No. Religious books, prayer meetings and devotional teaching do not by themselves prove coercion, fraud or unlawful allurement; prosecutors must connect the materials to a prohibited benefit or a concrete act toward conversion.

Which laws are cited in the Mirganj FIR?

Reports say the FIR cites sections 62 and 299 of the Bharatiya Nyaya Sanhita, 2023, plus sections 3 and 5(1) of the Uttar Pradesh Prohibition of Unlawful Conversion of Religion Act, 2021. Each provision has distinct elements that investigators must support with evidence.

What penalties does Uttar Pradesh law prescribe after the 2024 amendment?

For an ordinary contravention of section 3, the amended law provides three to ten years’ imprisonment and a fine of at least ₹50,000. Higher ranges apply to protected categories and mass conversion, but the available Mirganj reports cite sections 3 and 5(1) and do not establish a mass conversion.

How could the mobile phone and alleged police confession be used as evidence?

Electronic records require preservation, a documented chain of custody, reliable extraction and compliance with section 63 of the Bharatiya Sakshya Adhiniyam.

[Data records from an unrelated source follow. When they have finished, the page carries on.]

PR #226, opened 2016-01-23
Show function argument to failure message in hello-world. Fixes #225

### LINKED ISSUE #225: helloworld: If test fails, print out the input that caused the test to fail
right now, just the expected/observed output is printed. The final missing piece of the puzzle is the input that caused the failure.

Sure, for the hello world exercise this is easy to discern anyway, but good to stay in the habit. Besides, some new problem may decide to copy hello world's tests as a starting point...

kytrinyx:
I had a moment to tackle this one, and it was a quick fix.


petertseng:
Ah good, thanks. Wouldn't have been able to get to this for a few hours.

PR #227, opened 2016-01-23
largest-series-product: generate tests

petertseng:
This commit adds a generator for the common test cases of
largest-series-product. Other effects of this change:

* Cases moved from largest_series_product_test.go to cases_test.go
* example solution needs to reject negative spans
* example solution needs to start at 0 minimum
* test version bump


kytrinyx:
Nice! This looks great, thank you.

PR #224, opened 2016-01-21
Move exercises to subdirectory. Fixes #223

kytrinyx:

PR #228, opened 2016-01-23
import ../../gen in all generators rather than ../gen

petertseng:
In d895e12bc457dad8c024ad457380ade2a5f55aa9 we moved all exercises to
the exercises subdirectory. So, whereas the `gen` directory used to be
one directory above a given generator file, now it is two directories
above. So we need ../../gen rather than ../gen

### DIFF
--- a/exercises/bob/example_gen.go
+++ b/exercises/bob/example_gen.go
@@ -6,7 +6,7 @@ import (
 	"log"
 	"text/template"
 
-	"../gen"
+	"../../gen"
 )
 
 func main() {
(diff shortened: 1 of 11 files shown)


petertseng:
The perils of relative import paths!

But in this case I understand why it is done (to be independent of where the xgo repo is checked out) so we kind of have to bear with it.

kytrinyx:
Yeah, it's really handy to not have this in the GOPATH. (I have all the different tracks checked out together).

petertseng:
> In d895e12

I should say in #224 so we get the reference in the PR.

PR #232, opened 2016-01-30
triangle: Allow triangles where a+b == c

### LINKED ISSUE #231: triangle: incorrect test in some tracks
Please check if there's a test that states that a triangle with sides 2, 4, 2 is invalid. The triangle inequality states that for any triangle, the sum of the lengths of any two sides must be greater than or equal to the length of the remaining side. If this doesn't affect this track, go ahead and just close the issue.

petertseng:
These are degenerate triangles since they're really just lines, but
they're still good enough under the triangle inequality (which
explicitly allows a+b == c) so let's go ahead and test for them.

Test for isosceles and scalene added. Equilateral is impossible.

Closes #231

### DIFF
--- a/exercises/triangle/example.go
+++ b/exercises/triangle/example.go
@@ -26,9 +26,11 @@ func KindFromSides(a, b, c float64) Kind {
 	}
 	// sides are now sorted
 	switch {
+	case math.IsInf(c, 1): // largest side is +Inf, guards against (3, +Inf, +Inf)
+		return NaT
 	case a <= 0:
 		return NaT
-	case a+b <= c: // triangle inequality
+	case a+b < c: // triangle inequality
 		return NaT
 	case a == b:
 		if b == c {
--- a/exercises/triangle/example.go
+++ b/exercises/triangle/example.go
@@ -4,6 +4,8 @@ import "math"
 
 type Kind string
 
+const TestVersion = 1
+
 const (
 	Equ Kind = "equilateral"
 	Iso = "isosceles"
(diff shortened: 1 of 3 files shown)


petertseng:
Going to wait a bit and monitor the issues in the other tracks to see if any other track maintainers have objections since I'd find it better if all tracks are in agreement on this one. If everyone's convinced then we're good to merge.

petertseng:
Ah hold on. Should probably bump test version.

exercises/triangle/example.go
```diff
@@ -26,9 +26,11 @@ func KindFromSides(a, b, c float64) Kind {
 	}
 	// sides are now sorted
 	switch {
+	case math.IsInf(c, 0):
```
petertseng: someone might be confused about why you only need to check `c` and not `a`, `b`. comment?

petertseng:
Test version is added so this is ready to ship.

exercises/triangle/triangle.go
```diff
@@ -2,6 +2,8 @@
 
 package triangle
 
+const TestVersion = 1
```
petertseng: Notice that most other elements of this file (`KindFromSides`, `Kind`, `Equ`, etc...) have some sort of explanatory comment. I chose not to include one for `TestVersion` since students should have gotten the drill already from previous exercises. Let me know if you disagree.

kytrinyx: I agree with this.

kytrinyx:
Thank you!

PR #233, opened 2016-01-30
Triangle cleanup

petertseng:
I know examples don't need to be the best code, but

* this was bugging me while I was looking at the example code for #231 so I decided to fix it
* even if the code is unabashedly not the best, I say there's still no harm in increasing readability (which I argue this does)

### DIFF
--- a/exercises/triangle/example.go
+++ b/exercises/triangle/example.go
@@ -30,12 +30,9 @@ func KindFromSides(a, b, c float64) Kind {
 		return NaT
 	case a+b <= c: // triangle inequality
 		return NaT
-	case a == b:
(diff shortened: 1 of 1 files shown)


petertseng:
Strictly speaking this needn't conflict with #232 but I just tried to merge the two locally and git plays it safe and declares there is a merge conflict. So if you care about merging both in quick succession you can deal with the conflict in the obvious way. I can deal with the rebase if it's OK to merge them a few hours apart, of course (and I argue that it's totally OK to merge this one later)

kytrinyx:
This is all good! Thanks for fixing :)

Issue #143, opened 2015-03-14
Paasio issues


pminten:
So I've been looking at the paasio test and it strikes me as an odd one. Take for example this bit from the example, one of the core functions:

```go
func (wc *writeCounter) Write(p []byte) (int, error) {
	m, err := wc.w.Write(p)
	wc.wrl.Lock()
	wc.nwr += int64(m)
	wc.nwrops++
	wc.wrl.Unlock()
	return m, err
}
```

The test code calls this with a bytes.Buffer to write to (i.e. `wc.w` is a bytes.Buffer). Writing to that is not thread safe, which strongly suggests that io.Writer is not thread safe (otherwise bytes.Buffer would be buggy). But if `wc.w.Write` is not thread-safe then the whole `Write` function is not thread-safe and the use of a mutex in it is useless. Furthermore if this function is going to have race problems they're most likely going to be in the buffer write since incrementing an integer is so quick and costs so little time relatively to the buffer write that you need _really_ bad luck to hit it.

Putting the `wc.w.Write` within the critical section is possible but as I understand the point of the created code is to provide io.Reader and io.Writer wrappers that themselve satisfy io.Reader and io.Writer respectively. In that respect it's a bit odd that the Read and Write methods would be thread-safe if the interface doesn't require it.

Another issue I see with this code is that it's about mutexes and those are somewhat discouraged in Go. They're around for when you need them but you shouldn't use them unless you have a good reason for why channels won't do the job. So is this something we want to teach to newbies?

So I would like to ask, what do you think about this exercise?

petertseng:
> the whole `Write` function is not thread-safe

Well, this problem was long before my time, but if I look at it, I say yes it's true that `Write` is not thread safe... which actually is written in the documentation for it:

https://github.com/exercism/xgo/blob/d895e12bc457dad8c024ad457380ade2a5f55aa9/exercises/paasio/example.go#L11
https://github.com/exercism/xgo/blob/d895e12bc457dad8c024ad457380ade2a5f55aa9/exercises/paasio/example.go#L20
https://github.com/exercism/xgo/blob/d895e12bc457dad8c024ad457380ade2a5f55aa9/exercises/paasio/example.go#L30

> Furthermore if this function is going to have race problems they're most likely going to be in the buffer write since incrementing an integer is so quick and costs so little time relatively to the buffer write that you need *really* bad luck to hit it.

[...]

PR #234, opened 2016-01-30
paasio: Document required concurrency guarantees

petertseng:
As discussed in #143, since the tests are going so far as to ensure that
the counters are still accurate in the face of concurrent operations, it
is wise to document these guarantees as well. This also clarifies that
there need be no guarantees on interleaving of Read/Write calls, another
discussion point in #143.


kytrinyx:
Yes, getting this documented is really nice!

PR #235, opened 2016-01-30
paasio: Actually test ReadWriteCounter

petertseng:
Because it doesn't look good to have commented-out code in examples, nor required interfaces that aren't even getting tested.

### DIFF
--- a/exercises/paasio/example.go
+++ b/exercises/paasio/example.go
@@ -5,7 +5,7 @@ import (
 	"sync"
 )
 
-const TestVersion = 1
+const TestVersion = 2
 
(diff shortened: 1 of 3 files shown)


kytrinyx:
This looks good to me. I'd love to have a second opinion before I merge, though, since I'm not familiar with the paasio exercise.

petertseng:
Is it just you and me these days? Obviously I wouldn't want to be my own second opinion, so I wonder if one is forthcoming

kytrinyx:
Yeah, I think it's just you and me for now. Merging.

PR #236, opened 2016-01-30
paasio: Use channels instead of mutexes

petertseng:
The discussion in #143 suggests that we might like to avoid mutexes
unless we have a good reason for why channels can't do the job. This
commit implements a channel-based approach to counters. A single
goroutine is responsible for updating the bytes/ops counters. All other
goroutines send requests to it on the write channel.

Since an unprotected read of the counter variables would be a data race
(which is rightfully caught by Go's race detector!), reads must be
protected as well. This is done by sending channels into a channel, at
which point the values are sent on the channel.

### DIFF
--- a/exercises/paasio/example.go
+++ b/exercises/paasio/example.go
@@ -2,7 +2,6 @@ package paasio
 
 import (
 	"io"
-	"sync"
 )
 
 const TestVersion = 1
@@ -11,8 +10,8 @@ const TestVersion = 1
 // w.Write() are not guaranteed to be synchronized.
 func NewWriteCounter(w io.Writer) WriteCounter {
 	return &writeCounter{
-		w:   w,
-		wrl: new(sync.Mutex),
+		w:       w,
+		counter: newCounter(),
 	}
 }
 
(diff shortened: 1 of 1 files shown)


petertseng:
Really though, https://github.com/golang/go/wiki/MutexOrChannel suggests that it's perfectly appropriate to use mutexes for protecting state, and number of bytes/ops performed most definitely falls within the realm of state. Even [Effective Go's Concurrency section](https://golang.org/doc/effective_go.html#sharing) states:

> This approach can be taken too far. Reference counts may be best done by putting a mutex around an integer variable, for instance. But as a high-level approach, using channels to control access makes it easier to write clear, correct programs. 

We have (at least) parallel letter frequency to show use of channels (any others?), it doesn't seem so unreasonable to me that we would have at least one exercise where a mutex is appropriate. Good to teach people to use the right tools available to do the job, right?

I slightly vote against merging this PR because I think channels are the wrong way to go about doing this, and since it's my own PR I'm going to close it to prevent any accidents. But if other maintainers want to convince me I wouldn't feel so unhappy about this code being merged.

petertseng:
However note that this PR does demonstrate an interesting point: The Counter portion of ReadCounter and WriteCounter have a lot in common. We could extract the common elements.

petertseng:
reopening to amend commit message, then closing

PR #237, opened 2016-01-30
paasio: Extract common counter code

petertseng:
The "count bytes/operations" portions of the ReadCounter and
WriteCounter were completely analogous, and can be extracted.

### DIFF
--- a/exercises/paasio/example.go
+++ b/exercises/paasio/example.go
@@ -11,8 +11,8 @@ const TestVersion = 1
 // w.Write() are not guaranteed to be synchronized.
 func NewWriteCounter(w io.Writer) WriteCounter {
 	return &writeCounter{
-		w:   w,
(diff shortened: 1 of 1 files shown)


petertseng:
Again, the [contribution guidelines](https://github.com/exercism/x-common/blob/master/CONTRIBUTING.md#reference-solution) say that reference solutions don't need to be particularly great code. I balance this against the current situation that they are named "example" which means they're meant to serve as an example... so we should strive to set somewhat good examples, and that means we should at least try to keep the code DRY.

petertseng:
Extracted from #236

petertseng:
I am quite sure that again, git will play it safe and say this will have a merge conflict with #235 . Should be easy to understand since they don't actually modify any same lines (just lines that are very close together), but of course I'm totally ready to handle rebases.

PR #239, opened 2016-02-05
clock: make benchmark implementation non-specific

### LINKED ISSUE #238: clock: benchmark assumes specific implementation
Right now the benchmark in clock assumes that you've implemented the Clock type as an int, but a lot of people start off with a struct with `hour` and `minute`. I think it would be worth changing the benchmark to not assume a specific implementation (perhaps use `Time` instead of `Clock(i)`).

kytrinyx:
The benchmark was forcing the clock type to be an alias to int.
It's more interesting if we leave the implementation open.

This tweaks the benchmark so that other implementations of clock
aren't a compiler error.

Fixes #238

### DIFF
--- a/exercises/clock/clock_test.go
+++ b/exercises/clock/clock_test.go
@@ -65,7 +65,8 @@ func TestCompareClocks(t *testing.T) {
 }
 
 func BenchmarkAddMinutes(b *testing.B) {
-	c := Clock(720)
+	c := Time(12, 0)
+	b.ResetTimer()
 	for i := 0; i < b.N; i++ {
 		for _, a := range addTests {
 			c.Add(a.a)


petertseng:
I think I'm OK with this, but one thing I want to make sure on before merge: Looking at `Time(hour, minute int)`, is anyone assuming that `hour` is in range `[0, 23]` and minutes in range `[0, 59]`? This could put `Time(0, 720)` at risk.

kytrinyx:
Good catch, let me verify that.

petertseng:
On the other hand, `Time(12, 0)` should work for everyone, right?

kytrinyx:
Hah. Yeah, that's true. Sorry--I've been traveling. I'll take care of this today.

petertseng:
Seems good

Issue #126, opened 2015-01-30
Clock: New must return a pointer


TatriX:
The "Clock" exercise wants ```New()``` to return non pointer value and it's wrong in my opinion.
```New()``` must return a pointer or a value which represents pointer like reflect.Value
So if:
```go
c1 := New()
c2 := New()
```
```c1``` cannot be equal to ```c2``` because it's different pointers.

soniakeys:
Working as intended.  See issue https://github.com/exercism/xgo/issues/123.

In PR https://github.com/exercism/xgo/pull/125 I explained that I didn't think TestVersion needed to be bumped, but maybe it should be bumped after all, so we could know if the solver has the new error message and comments available.

As to whether a function named New should always return a pointer, I just posted to the go-nuts mailing list asking for opinion.  It should be interesting.  If the verdict is that a non-pointer New is bad style, I propose renaming our function something like Time or HourMinute.  I'll still be opposed to changing it to return a pointer.

soniakeys:
Huh.  The response was a little disappointing.  Sometimes on issues of style like this people more eagerly voice their opinions.  Out of 95 views, only four people felt compelled to post.  A couple of the responses were a bit tangential, but none said that New should return a pointer, none said that a constructor that returns a non-pointer should not be named New.

I'm still most inclined to leave this as "working as intended."

TatriX:
greping through the standard library shoes that New*() funcs return
1) *struct
2) interface
3) *struct, error
4) interface, error
On the other side structs having non-pointer receivers do not have a New() func and rather have alternative constructors like time.Unix()

kytrinyx:
Even though this is not clear-cut, I find it interesting that we can't find an example in the standard library where a `New()` function returns a non-pointer (aside from interface, which is different).

I'm inclined to follow that unspoken pattern.

soniakeys:
I'm not sure I understand.  What unspoken pattern?

kytrinyx:
The idea that `New()` would probably return a pointer, and to call a constructor that returns a value something else.

I don't feel strongly about it, but I lean slightly towards that side of the argument.

soniakeys:
Okay.  PR soon.

kytrinyx:
Fixed in #127

PR #240, opened 2016-02-05
Clock constructor

kytrinyx:
Note, merge #239 first, this builds on top of that change.

### DIFF
--- a/exercises/clock/clock_test.go
+++ b/exercises/clock/clock_test.go
@@ -7,7 +7,7 @@ import (
 
 // Clock type API:
 //
-// Time(hour, minute int) Clock    // a "constructor"
+// New(hour, minute int) Clock     // a "constructor"
 // (Clock) String() string         // a "stringer"
 // (Clock) Add(minutes int) Clock
 //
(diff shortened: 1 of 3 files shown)


petertseng:
Seems good to remove the duplicate code between `Add` and `New` as you did here. If I were being really nitpicky I would suggest that go in a separate commit. I'm OK with this whenever #239 gets merged; I had something I wnted to make sure of on that one first.

kytrinyx:
I've reworked this a bit. You're right about putting the example.go refactoring in a separate commit.

exercises/clock/clock_test.go
```diff
@@ -7,7 +7,7 @@ import (
 
 // Clock type API:
 //
-// Time(hour, minute int) Clock    // a "constructor"
+// New(hour, minute int) Clock    // a "constructor"
```
petertseng: I know this is super nit, but notice how this `// a "constructor"` was aligned with the `// a "stringer"` comment below, but now it's misaligned by one space because of `Time` -> `New`. Perhaps add a space back?

kytrinyx: Yepp, that's a good idea.

petertseng:
Feel free to merge whenever you fix that small thing.

kytrinyx:
Updated

petertseng:
Note for history: This PR reverses the change made in #126 / #127.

Under section 23, a confession made to a police officer is generally not provable against the accused, subject to limited exceptions such as information distinctly tied to a discovered fact.

How does Article 25 affect allegations of unlawful conversion?

Article 25 protects freedom of conscience and peaceful profession, practice and propagation of religion, while allowing the state to punish proved coercion, fraud or prohibited allurement. The article explains that prayer, theological speech or charity provides context but cannot replace proof that a benefit was conditioned on conversion.